PR #414, opened 2019-03-25
uSD card: Add synchronous logging mode.

whoenig:
The synchronous logging mode can log variables synchronously in the
stabilizer loop. This helps to analyze flight crashes etc. where
the order and consistency between variables is crucial. The older
(asynchronous mode) is retained, although the config file format
changed slightly.

Tested on a CF 2.0 (both synchronous and asynchronous modes using
the config.txt that is part of this repository.)

### DIFF
--- a/src/deck/drivers/interface/usddeck.h
+++ b/src/deck/drivers/interface/usddeck.h
@@ -4,23 +4,23 @@
 #include <stdint.h>
 #include <stdbool.h>
 
-typedef struct usdLogDataPtr_s {
-  uint32_t* tick;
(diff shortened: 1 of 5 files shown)


tobbeanton:
Great functionality. Our dream would be to be able to configure and trigger it from the cfclient, maybe one day :-)

tobbeanton:
Out of curiosity I checked the task-load and the USDTASK is taking around 40% when testing the config.txt file in synchronous mode. Since the IDLE task is also at 40% there shouldn't be a problem but might be worth to have this in mind.

PR #419, opened 2019-04-01
Add support for DEBUG_PRINT using SEGGER RTT

whoenig:
Segger Real Time Transfer (RTT) is a high-speed protocol that can
be used with JLink debug probes. It allows to exchange data much
faster than radio or uart by using shared memory and SWO. It can
be used for debugging (printing inside interrupt routines works fine)
or sensor data collection (as long as the CF is connected via debug
cable).

Tested with JLink EDU Mini and CF2.0.

### DIFF
--- a/Makefile
+++ b/Makefile
@@ -227,6 +227,12 @@ PROJ_OBJ += configblockeeprom.o crc_bosch.o
 PROJ_OBJ += sleepus.o
 PROJ_OBJ += pulse_processor.o lighthouse_geometry.o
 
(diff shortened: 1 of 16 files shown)


whoenig:
Note that the license specifically allows redistribution, as long as the license file is kept (which I did). I find RTT very useful for development/debugging and even the EDU Mini supports RTT (which is cheap enough to be used by educational institutions.)

ataffanel:
Thanks for the PR. License-wise this looks like a classical 3-Clause BSD license which is alright.

PR #420, opened 2019-04-03
Add logging variables for compressed state and setpoint.

whoenig:
This will allow to create a log block that can capture position,
orientation (and if desired vel/acc) in a single, time-syncronized
block. That is important for accurate pose reporting (e.g., for
roadrunner, or for CFs that are not controlled with external
mocap).

The compressed setpoint allows to capture both estimated and
desired pose, which is important to compute metrics such as
tracking errors.

### DIFF
--- a/src/modules/src/stabilizer.c
+++ b/src/modules/src/stabilizer.c
@@ -48,6 +48,7 @@
 
 #include "estimator.h"
 #include "usddeck.h"
+#include "quatcompress.h"
 
 static bool isInit;
 static bool emergencyStop = false;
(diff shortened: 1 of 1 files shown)


ataffanel:
Thanks, merged.

I guess this would allow the Crazyflie ROS driver to create a TF frame for the Crazyflie? I want to completly retire the lps-ros repos and as far as I understand this is the only missing functionality to Crazyflie-ros to use it with LPS/Lightouse/....

whoenig:
Yes, the goal here is to have the missing features from lps-ros directly in crazyflie_ros, which hopefully reduces maintenance for all of us in the future:-) I already implemented the crazyflie/pose topic, but I can also add the population to tf for convenience. Then, the only reason for people to use lps-ros would be to use an external state estimator (such as the particle filter).

PR #421, opened 2019-04-04
Update math3d library to the latest version.

whoenig:
94f08dd from https://github.com/jpreiss/cmath3d

This includes some more consistent naming as well as avoiding
some unnecessary double promotion.


krichardsson:
Thanks!

PR #554, opened 2020-02-18
fix log types of motorPower.m[1-4]

ntamas:
We have stumbled upon these mistyped log variables while trying to port Mike Hamer's controller to the head revision of the firmware. The old types probably caused no harm so far because the logged values did not go out the `uint16_t` range, but it's best be on the safe side.


krichardsson:
Merged, thanks!

ntamas:
@krichardsson I think this may have been closed _without_ merging after all; I cannot see this in the latest revision and Github says that the PR is closed without merging.

krichardsson:
Sorry about that, my bad! Now it is merged :-)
_____
## TASK STATEMENT
Your answer must be the lines above from the one containing "Thanks, merged." to the one containing "This includes some", both included, restated word for word.

## TASK RESULT
Thanks, merged.

I guess this would allow the Crazyflie ROS driver to create a TF frame for the Crazyflie? I want to completly retire the lps-ros repos and as far as I understand this is the only missing functionality to Crazyflie-ros to use it with LPS/Lightouse/....

whoenig:
Yes, the goal here is to have the missing features from lps-ros directly in crazyflie_ros, which hopefully reduces maintenance for all of us in the future:-) I already implemented the crazyflie/pose topic, but I can also add the population to tf for convenience. Then, the only reason for people to use lps-ros would be to use an external state estimator (such as the particle filter).

PR #421, opened 2019-04-04
Update math3d library to the latest version.

whoenig:
94f08dd from https://github.com/jpreiss/cmath3d

This includes some more consistent naming as well as avoiding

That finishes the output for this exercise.